Another key challenge FSD experiences in Afghanistan’s remote north relates to gender, specifically the employment of women. Local culture prescribes strict gender roles, and the employment of women is often regarded as problematic. However, FSD was keen to ensure access to female mine survivors as part of the victim assistance project. To solve this problem, FSD hired four mixed teams, each consisting of a husband and wife. This way all teams were able to travel and access mine survivors regardless of their gender. Unfortunately, following last year’s political changes in Afghanistan, the local village elders asked FSD not to employ female staff and to cease the delivery of EORE to girls over the age of twelve. Whether this was a directive from the region’s new rulers, “preemptive obedience” on the part of the community leaders, or the local preference in accordance with the cultural norms in these remote areas is difficult to determine. While this is a regrettable development from FSD’s perspective, it is equally important to ensure the safety of all FSD staff in Afghanistan, including the safety of female staff.

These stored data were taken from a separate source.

PR #9510, opened 2023-02-22
[tests] Add cron job to update gatsby fixtures

Ethan-Arrowood:
PR to add a cron job and script that automatically updates gatsby fixture versions.


Ethan-Arrowood:
Another option to doing the whole `npm view` check is to use: `npm i gatsby@<tag> --save-exact --package-lock-only` which will update the `gatsby` package version to the right semver value (i.e. `4.24.4`) and update the package lock file all in one...without actually installing all the dependencies I think

utils/update-gatsby-fixtures.js
```diff
@@ -0,0 +1,111 @@
+const path = require('path');
```
TooTallNate, line 1: Can we do TypeScript for these files and invoke with `ts-node`?

Ethan-Arrowood: The github action thing we use to execute doesn't have typescript support it seems https://github.com/actions/github-script/issues/294

Is this a blocker? I we use this pattern in vercel/api as well as the other cron scripts here in this repo so figuring out typescript support seems a bit out of scope

utils/update-gatsby-fixtures.js
```diff
@@ -0,0 +1,111 @@
...
+
+/**
+ * invoked by ../.github/workflows/cron-test-and-update-gatsby.yml
+ * @param {{ github: ReturnType<import('@actions/github').getOctokit>, context: import('@actions/github').context }} param0 Defined by https://github.com/actions/github-script
+ * @returns
+ */
+module.exports = async ({ github, context }) => {
+  exec('git', ['config', '--global', 'user.email', 'infra+release@vercel.com']);
+  exec('git', ['config', '--global', 'user.name', 'vercel-release-bot']);
+  exec('git', ['checkout', branch]);
```
TooTallNate:
```suggestion
  try {
    // Branch may exist if there's already an existing PR
    exec('git', ['checkout', branch]);
  } catch {
    exec('git', ['checkout', '-b', branch]);
  }
```

utils/update-gatsby-fixtures.js
```diff
@@ -0,0 +1,111 @@
...
+        `gatsby version ${newVersion} did not change for fixture ${fixture}, skipping update.`
+      );
+      continue;
+    }
+
+    packageJSON.dependencies.gatsby = newVersion;
+
+    fs.writeFileSync(
+      packageJSONPath,
+      JSON.stringify(packageJSON, null, 2),
```
TooTallNate:
```suggestion
      JSON.stringify(packageJSON, null, 2) + '\n',
```

utils/update-gatsby-fixtures.js
```diff
@@ -0,0 +1,111 @@
...
+    );
+
+    // update lockfiles
+    if (fixture.includes('pnpm')) {
+      exec('pnpm', ['install', '--lockfile-only']);
+    } else {
+      exec('npm', ['install', '--package-lock-only']);
+    }
+  }
+
```
TooTallNate, line 77: Should check if there were any updates here, and bail if not.

utils/update-gatsby-fixtures.js
EndangeredMassa: If there's an existing branch, do we need to merge main before continuing?

TooTallNate (approved):

utils/update-gatsby-fixtures.js
```diff
@@ -0,0 +1,123 @@
...
+ * invoked by ../.github/workflows/cron-test-and-update-gatsby.yml
+ * @param {{ github: ReturnType<import('@actions/github').getOctokit>, context: import('@actions/github').context }} param0 Defined by https://github.com/actions/github-script
+ * @returns
+ */
+module.exports = async ({ github, context }) => {
+  exec('git', ['config', '--global', 'user.email', 'infra+release@vercel.com']);
+  exec('git', ['config', '--global', 'user.name', 'vercel-release-bot']);
+  try {
+    // Branch may exist if there's already an existing PR
+    exec('git', ['checkout', branch]);
```
EndangeredMassa, line 17: **question (non-blocking):** should we also merge main in this case?

Ethan-Arrowood: i assume itd happen automatically cause of automerge or our manual input. if it becomes an issue Ill modify

PR #9511, opened 2023-02-22
[remix] Handle escaped characters in route names

TooTallNate:
Remix allows to use `[]` brackets to escape the characters within the brackets in the URL path. So we need to escape those characters as well (and remove the brackets) from the RegExp that gets created for `routes`.

See: https://remix.run/docs/en/v1/guides/resource-routes#url-escaping

Fixes: https://github.com/orgs/vercel/discussions/1594 (probably)


styfle (approved):

TooTallNate:
This is not the correct approach. Remix already removes the brackets by the time `getRegExpFromPath()` is invoked.

PR #9520, opened 2023-02-23
[node-bridge] Fix multiple `Set-Cookie` headers in streaming mode

TooTallNate:
Multiple `Set-Cookie` headers are being concat'd instead of being sent individually when in streaming mode.

**Non-streaming:**

```
$ curl -v https://01-remix-basics-eqztqyq3y.vercel-support.app/set-cookie 2>&1 | grep cookie
* h2h3 [:path: /set-cookie]
> GET /set-cookie HTTP/2
< set-cookie: foo=bar
< set-cookie: sessionId=38afes7a8
```

**Streaming:**

```
$ curl -v https://01-remix-basics-9b18alizh.vercel-support.app/set-cookie 2>&1 | grep cookie
* h2h3 [:path: /set-cookie]
> GET /set-cookie HTTP/2
< set-cookie: foo=bar,sessionId=38afes7a8
```


ijjk (approved):

styfle (approved):
Thanks! It would be good to add a test 👍

cb1kenobi (approved):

As the political situation in Afghanistan has somewhat stabilized, FSD is eager to approach this matter again and to petition local authorities for permission to re-deploy female teams. However, the issue is very sensitive and, even if possible in principle, it may not yet be feasible in practice due to potential security risks for female staff.
Conclusion
Southern Central Asia is a region beset by many challenges. Natural obstacles such as the region’s rough terrain and harsh climate are compounded by various political issues and security concerns, particularly in Afghanistan. While suitable and well-maintained equipment is a crucial factor to success, the most important asset for any mine action organization operating in Afghanistan and Tajikistan is the trust and endorsement of local communities. A supportive population and eager local authorities are not only vital for access to potential hazard areas, affected people, and mine survivors, they’re also indispensable for the security of an organization’s staff. ◊
Markus Schindler
Project Manager
Swiss Foundation for Mine Action
Markus Schindler is currently Project Manager for FSD in Iraq, where he oversees a capacity development project that aims to build the professional competence of a local mine action NGO. He has worked with FSD since 2014 with postings in the Philippines, Afghanistan, and Tajikistan. Schindler holds a master’s degree in strategic studies from University College Cork, a master’s degree in social science and ethics from Ruhr University Bochum, and a bachelor’s degree in philosophy from the University of Regensburg.